Prof. Krzysztof Wronecki z typową dla siebie swadą opowiedział o powstaniu w 1990 roku oddziału kardiochirurgii dziecięcej w Wojewódzkim Szpitalu Specjalistycznym przy ul. Kamieńskiego. Wspomniał determinację prof. Wojciecha Witkiewicza, który powołanie oddziału poczytywał sobie za punkt honoru. Przeszkód było wiele, przede wszystkim brak środków, ale chcieć znaczy móc. Mogliśmy liczyć na wsparcie wielkich tego świata: prof. Zbigniewa Religii, kardynała Henryka Gulbinowicza (1923-2020), wojewody dolnośląskiego Janisława Muszyńskiego (1942-2020), prof. Bogdana Łazarkiewicza, dr. Władysława Sidorowicza (1945-2014), prof. Seweryna Łukasika (1919-2016), a nawet Barbary Piaseckiej-Johnson (1937-2013), najbogatszej wówczas Polki, która pomogła zorganizować koncert charytatywny Luciano Pavarottiego ‒ wyliczał prelegent. Pierwszy zabieg odbył się pod nadzorem prof. Z. Religi, który do zabiegu przywiózł cały zespół oraz niezbędny sprzęt. Taki stan trwał do roku 2021 kiedy prof. Romuald Cichoń zdecydował się sprywatyzować oddział kardiochirurgii dziecięcej i utworzyć oddział kardiochirurgii dorosłych. W swoich wspomnieniach przedstawił trudne początki działalności Medinetu: Ludzie pukali się w głowę jak można prywatyzować oddział, który z pewnością będzie nieosiągalny dla przeciętnych pacjentów z powodu ogromnych kosztów związanych z leczeniem. Jest wręcz odwrotnie ‒ do chwili obecnej we ośrodku wrocławskim i naszej filii w Nowej Soli zoperowaliśmy ponad 18 000 pacjentów i nikt nie wydał złotówki ‒ opowiadał prof. Romuald Cichoń. W tym roku oddział chirurgii dziecięcej będzie świętował swoje 35. urodziny, Medinet zaś zbliża się do jubileuszu ćwierćwiecza.

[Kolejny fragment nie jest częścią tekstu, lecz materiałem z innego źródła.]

PR #5616, opened 2023-10-24
Simplify cargo-clippy step

FirelightFlagboy:


.github/workflows/ci-rust.yml
```diff
@@ -135,9 +135,8 @@ jobs:
 
       # Clippy basically compile the project, hence it's faster to run it in
       # the test-rust-matrix job where compilation cache is reused !
-      - uses: ./.github/actions/use-pre-commit
-        with:
-          extra-args: clippy --verbose
+      - name: Check rust lint with cargo-clippy
+        run: cargo clippy --workspace
```
touilleMan, line 139: I guess this change modify the clippy arguments then:
```
- id: clippy
  name: clippy
  entry: cargo clippy
  language: system
  types: [ rust ]
  pass_filenames: false
  args:
    [
      --workspace,
      --tests,
      --bins,
      --lib,
      --exclude=libparsec_bindings_android,
      --exclude=libparsec_bindings_web,
      --exclude=libparsec_bindings_electron,
      --,
      --deny=warnings,
      --deny=clippy::undocumented_unsafe_blocks,
    ]
```

Is this okay ?

touilleMan (changes requested):

.github/workflows/ci-rust.yml
FirelightFlagboy: You are right, with this change clippy won't not run with the expected argument.

I'll wait for rust-lang/cargo#12115 to land on 1.75

FirelightFlagboy:
https://github.com/Scille/parsec-cloud/pull/5616#discussion_r1369810982

PR #8458, opened 2024-09-19
Manage RequireGreaterTimestamp errors

### LINKED ISSUE #8270: `RequireGreaterTimestamp` replies are not handled correctly
Here's how all `RequireGreaterTimestamp` replies are handled:

https://github.com/Scille/parsec-cloud/blob/11c6d575d63e897ac0b0fad3320343a9cd811a9c/libparsec/crates/client/src/certif/user_revoke.rs#L71-L81

That means that if a client clock is behind, and there's a newer certificate, that client will be asked to try again. With the code above, the client will try again using the `strictly_greater_than` provided timestamp. However, and as the name implies, client is expected to try again with a timestamp **strictly greater** than the one being provided (i.e, the timestamp of the most recent certificate).

For that reason, the next client request will fail as well, starting a full speed polling loop until the client clock finally passes the `strictly_greater_than` timestamp. However, another certificate might be uploaded by a non-drifting client in the meantime, causing the polling loop to keep going, until it reaches the timestamp of that new certificate.

For reference, this is how those timestamps were managed in parsec v2:
```python
        timestamp = self.device.timestamp()
        if timestamp_greater_than is not None:
            timestamp = max(
                timestamp, timestamp_greater_than.add(microseconds=ROLE_CERTIFICATE_STAMP_AHEAD_US)
            )
```

Note that an arbitrary value is added to the `timestamp_greater_than` timestamp.

Those offset were defined as such:
```python
# This value is used to increment the timestamp provided by the backend
# when a manifest restamping is required. This value should be kept small
# compared to the certificate stamp ahead value, so the certificate updates have
# priority over manifest updates.
MANIFEST_STAMP_AHEAD_US = 100_000  # microseconds, or 0.1 seconds

# This value is used to increment the timestamp provided by the backend
# when a certificate restamping is required. This value should be kept big
# compared to the manifest stamp ahead value, so the certificate updates have
# priority over manifest updates.
ROLE_CERTIFICATE_STAMP_AHEAD_US = 500_000  # microseconds, or 0.5 seconds

# Archiving doesn't have to use a value as large 0.5 seconds
ARCHIVING_CERTIFICATE_STAMP_AHEAD_US = 1_000  # microseconds, or 1 milliseconds
```

AureliaDolo:
Fix #8270 and adds a regression test.

### DIFF
--- a/libparsec/crates/client/src/certif/mod.rs
+++ b/libparsec/crates/client/src/certif/mod.rs
@@ -113,9 +113,11 @@ impl From<GreaterTimestampOffset> for i64 {
     }
 }
 
-/// ops to have the time provider
-/// offset depending on the type of certificate
-/// strictly_greater_than, the time expected by the server
+/// Return the timestamp to be used when the server requires a greater timestamp
+///
+/// The timestamp to be used will be whichever is greater between:
+/// - now (obtained from `time_provider`)
+/// - `strictly_greater_than` (expected by the server) + `offset` (depending on certificate type)
 pub(crate) fn manage_require_greater_timestamp(
     time_provider: &TimeProvider,
     offset: GreaterTimestampOffset,
--- a/libparsec/crates/client/src/certif/mod.rs
+++ b/libparsec/crates/client/src/certif/mod.rs
@@ -51,6 +51,74 @@ use libparsec_types::prelude::*;
 
 use crate::{event_bus::EventBus, ClientConfig};
 
+// The following values define an offset to be used when processing
+// a require greater timestamp error. They are different to give priority
+// to some kind of certificates (ex: a certificate that revokes a user
+// should have more chances to be accepted than a vlob update one)
+// The base offset is the average network round trip time to compensate
+// the first round trip.
+
+// An optimization could be to measure the real round trip time for each request.
+// The issue with that is that we tackling two distinct issues
+// 1. the client clock is lagging behind
+// 2. the client connection is degraded
+// The current approach is only compensating for case 1.
+// Case 2 would benefit from a offset depending on the real round trip time,
+// but if we base our estimate of the round trip time on the expected timestamp
+// provided by the server, case 2 would benefit from an unjustified priority, as
+// it would pass for a client with a very degraded connection (within the limits of the ballpark though).
+// That issue would not arise if we monitor the round trip time only from the client point of view.
+
+/// This value is used to increment the timestamp provided by the backend
+/// when a manifest restamping is required. This value should be kept small
+/// compared to the certificate stamp ahead value, so the certificate updates have
+/// priority over manifest updates.
+/// # in microseconds, or 0.1 seconds, 100 ms (average network round trip time)
+pub const MANIFEST_STAMP_AHEAD_US: i64 = 100_000;
+
+/// This value is used to increment the timestamp provided by the backend
+/// when a certificate restamping is required. This value should be kept big
+/// compared to the manifest stamp ahead value, so the certificate updates have
+/// priority over manifest updates.
+///  # microseconds, or 0.5 seconds
+pub const ROLE_CERTIFICATE_STAMP_AHEAD_US: i64 = 500_000;
+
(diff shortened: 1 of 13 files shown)


vxgmichel (approved):
LGTM :+1:

libparsec/crates/client/src/certif/mod.rs
```diff
@@ -51,6 +51,82 @@ use libparsec_types::prelude::*;
...
+            GreaterTimestampOffset::User => USER_CERTIFICATE_STAMP_AHEAD_US,
+            GreaterTimestampOffset::Archive => ARCHIVING_CERTIFICATE_STAMP_AHEAD_US,
+            GreaterTimestampOffset::Realm => REALM_CERTIFICATE_STAMP_AHEAD_US,
+        }
+    }
+}
+
+/// ops to have the time provider
+/// offset depending on the type of certificate
+/// strictly_greater_than, the time expected by the server
```
mmmarcos, line 118: Minor suggestion to use structure from https://doc.rust-lang.org/rustdoc/how-to-write-documentation.html

```suggestion
/// Return the timestamp to be used when the server requires a greater timestamp
///
/// The timestamp to be used will be whichever is greater between:
/// - now (obtained from `time_provider`)
/// - `strictly_greater_than` (expected by the server) + `offset` (depending on certificate type)
```

libparsec/crates/client/src/certif/mod.rs
```diff
@@ -51,6 +51,82 @@ use libparsec_types::prelude::*;
...
+pub(crate) fn manage_require_greater_timestamp(
```
mmmarcos, line 119: Manage seems too generic, but I cannot think of a much better name, maybe one of: 
```suggestion
pub(crate) fn compute_greater_timestamp(
```
```suggestion
pub(crate) fn obtain_greater_timestamp(
```
```suggestion
pub(crate) fn determine_greater_timestamp(
```
```suggestion
pub(crate) fn greater_timestamp(
```

mmmarcos (commented):
Kudos for this PR and the helpful docs!

mmmarcos (changes requested):
Forgot to mention: this PR fixes bug #8270, a newsfragment should be added to briefly describe the fixed bug.

libparsec/crates/client/src/certif/mod.rs
```diff
@@ -51,6 +51,82 @@ use libparsec_types::prelude::*;
...
+// Case 2 would benefit from a offset depending on the real round trip time,
+// but if we base our estimate of the round trip time on the expected timestamp
+// provided by the server, case 2 would benefit from an unjustified priority, as
+// it would pass for a client with a very degraded connection (within the limits of the ballpark though).
+// That issue would not arise if we monitor the round trip time only from the client point of view.
+
+/// This value is used to increment the timestamp provided by the backend
+/// when a manifest restamping is required. This value should be kept small
+/// compared to the certificate stamp ahead value, so the certificate updates have
+/// priority over manifest updates.
```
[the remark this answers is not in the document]
AureliaDolo: No because if the offset is small there is a greater chance that something else was acknowledged by the server.
For example, if a server answers with requireGreaterTimestamp(T0) to client A, then client B sends a new certificate at T0+x, and the server accepts it. When client A will answer if the offset is smaller or equal to x, the corresponding certificate will be refused, whereas if it's greater it will be accepted.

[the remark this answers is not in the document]
AureliaDolo: I'll add that to the doc, it's a bit counter intuitive.

FirelightFlagboy (approved):

newsfragments/8270.bugfix.rst
```diff
@@ -0,0 +1,2 @@
+Make sure than when the server asks the client for a greater timestamp,
+the client offsets the received timestamp.
```
mmmarcos, line 2:
```suggestion
Make sure than when the server asks for a strictly greater timestamp,
the client offsets the timestamp sent by the server.
```

mmmarcos (approved):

Ostatnim prelegentem pierwszej części spotkania był dr Jacek Skiba, kierownik Kliniki Kardiochirurgii wchodzącej w skład Ośrodka Chorób Serca przy w IV Wojskowym Szpitalu Klinicznym we Wrocławiu. Wraz z prof. Romualdem Cichoniem i dr. Romanem Przybylskim wchodził w skład pierwszego zespołu operacyjnego prof. Zbigniewa Religi. Oddział powstał w 2003 roku i szybko stał się najnowocześniejszym oddziałem kardiochirurgii w Polsce. Tworzyłem oddział na wzór mojego mistrza Zbigniewa Religii, a wiec otrzymując nominację zabrałem ze sobą swoich doświadczonych ludzi, mojego zastępcę, anestezjologa, perfuzjonistę, dwie oddziałowe – wówczas można było zaczynać… ‒ wspominał dr Jacek Skiba. Doświadczony, samodzielny zespół jest dzisiaj jego największą dumą.
Dzisiaj ośrodek wrocławski pod względem wykonywanych zabiegów plasuje się na trzecim miejscu w Polsce.
Spotkanie było okazją do wymiany doświadczeń klinicznych, które odbyły się w drugiej części, a także spotkania koleżeńskiego w Starej Bibliotece.

dr Dariusz Lewera
Polskie Towarzystwo Historii Nauk Medycznych
Ośrodek Pamięci i Dokumentacji Historycznej DIL Fot. z archiwum D.L.